In full and without alteration, write out the data below.

(Stored data entries)
..............................
Issue #183, opened 2019-03-07
Add Taskfile.yaml default file name alternative


lalloni:
Currently Task searches for Taskfile.yml as the default taskfile name.

I, as a developer, would like Task to use Taskfile.yaml as a valid alternative Taskfile name so I can have uniformity with other YAML files used by other tools and name all with the same .yaml extension instead of using .yaml for all except Taskfile.yml.

andreynering:
Closing this issue.

Reasoning here: https://github.com/go-task/task/pull/184#issuecomment-552246185

andreynering:
FYI: We are about to allow `.yaml` as extension soon as part of #584 and #621.

PR #184, opened 2019-03-07
Allow to use Taskfile.yaml a alternative name

lalloni:
When reading the taskfile first try using Taskfile.yml and then try Taskfile.yaml if the former was not found.

Implements #183

### DIFF
--- a/internal/taskfile/read/taskfile.go
+++ b/internal/taskfile/read/taskfile.go
@@ -22,8 +22,15 @@ var (
 
 // Taskfile reads a Taskfile for a given directory
 func Taskfile(dir string) (*taskfile.Taskfile, error) {
-	path := filepath.Join(dir, "Taskfile.yml")
-	if _, err := os.Stat(path); err != nil {
+	var path string
+	for _, name := range []string{"Taskfile.yml", "Taskfile.yaml"} {
+		p := filepath.Join(dir, name)
+		if _, err := os.Stat(p); err == nil {
+			path = p
+			break
+		}
+	}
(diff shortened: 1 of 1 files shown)


andreynering:
Hi @lalloni,

Thanks for the idea and for opening a pull request for it!

If we're going to allow `.yaml` extensions we should be consistent and allow it everywhere. This means there's at least three more places we need to update:

- When [including a Taskfile by a directory](https://taskfile.dev/#/usage?id=including-other-taskfiles), Task currently look for the `Taskfile.yml` file in that directory. It should also look for `Taskfile.yaml`.
- Task automatically includes `Taskfile_{{OS}}.yml` when it exists. Should also look for `Taskfile_{{OS}}.yaml`.
- Task should also look for `Taskvars.yaml` and not just `Taskvars.yml`.

We also need tests to ensure these new file extensions are working correctly.

lalloni:
Hey @andreynering! Thanks for taking your time for looking into this.

I will get into implementing the points you brought up ASAP.

Cheers!

andreynering:
@lalloni No problem, take your time! And feel free to ping me on any doubt.

andreynering:
Hi @lalloni,

I decided to close this PR. Most YAML files out there are `.yml` and not `.yaml` anyway, and I think it's fine to just keep support for one of them. This also means there's a smaller chance of having bugs related to this on included Taskfiles, etc.

andreynering:
FYI: We are about to allow `.yaml` as extension soon as part of #584 and #621.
..............................
**Task answer**:
Issue #183, opened 2019-03-07
Add Taskfile.yaml default file name alternative


lalloni:
Currently Task searches for Taskfile.yml as the default taskfile name.

I, as a developer, would like Task to use Taskfile.yaml as a valid alternative Taskfile name so I can have uniformity with other YAML files used by other tools and name all with the same .yaml extension instead of using .yaml for all except Taskfile.yml.

andreynering:
Closing this issue.

Reasoning here: https://github.com/go-task/task/pull/184#issuecomment-552246185

andreynering:
FYI: We are about to allow `.yaml` as extension soon as part of #584 and #621.

PR #184, opened 2019-03-07
Allow to use Taskfile.yaml a alternative name

lalloni:
When reading the taskfile first try using Taskfile.yml and then try Taskfile.yaml if the former was not found.

Implements #183

### DIFF
--- a/internal/taskfile/read/taskfile.go
+++ b/internal/taskfile/read/taskfile.go
@@ -22,8 +22,15 @@ var (
 
 // Taskfile reads a Taskfile for a given directory
 func Taskfile(dir string) (*taskfile.Taskfile, error) {
-	path := filepath.Join(dir, "Taskfile.yml")
-	if _, err := os.Stat(path); err != nil {
+	var path string
+	for _, name := range []string{"Taskfile.yml", "Taskfile.yaml"} {
+		p := filepath.Join(dir, name)
+		if _, err := os.Stat(p); err == nil {
+			path = p
+			break
+		}
+	}
(diff shortened: 1 of 1 files shown)


andreynering:
Hi @lalloni,

Thanks for the idea and for opening a pull request for it!

If we're going to allow `.yaml` extensions we should be consistent and allow it everywhere. This means there's at least three more places we need to update:

- When [including a Taskfile by a directory](https://taskfile.dev/#/usage?id=including-other-taskfiles), Task currently look for the `Taskfile.yml` file in that directory. It should also look for `Taskfile.yaml`.
- Task automatically includes `Taskfile_{{OS}}.yml` when it exists. Should also look for `Taskfile_{{OS}}.yaml`.
- Task should also look for `Taskvars.yaml` and not just `Taskvars.yml`.

We also need tests to ensure these new file extensions are working correctly.

lalloni:
Hey @andreynering! Thanks for taking your time for looking into this.

I will get into implementing the points you brought up ASAP.

Cheers!

andreynering:
@lalloni No problem, take your time! And feel free to ping me on any doubt.

andreynering:
Hi @lalloni,

I decided to close this PR. Most YAML files out there are `.yml` and not `.yaml` anyway, and I think it's fine to just keep support for one of them. This also means there's a smaller chance of having bugs related to this on included Taskfiles, etc.

andreynering:
FYI: We are about to allow `.yaml` as extension soon as part of #584 and #621.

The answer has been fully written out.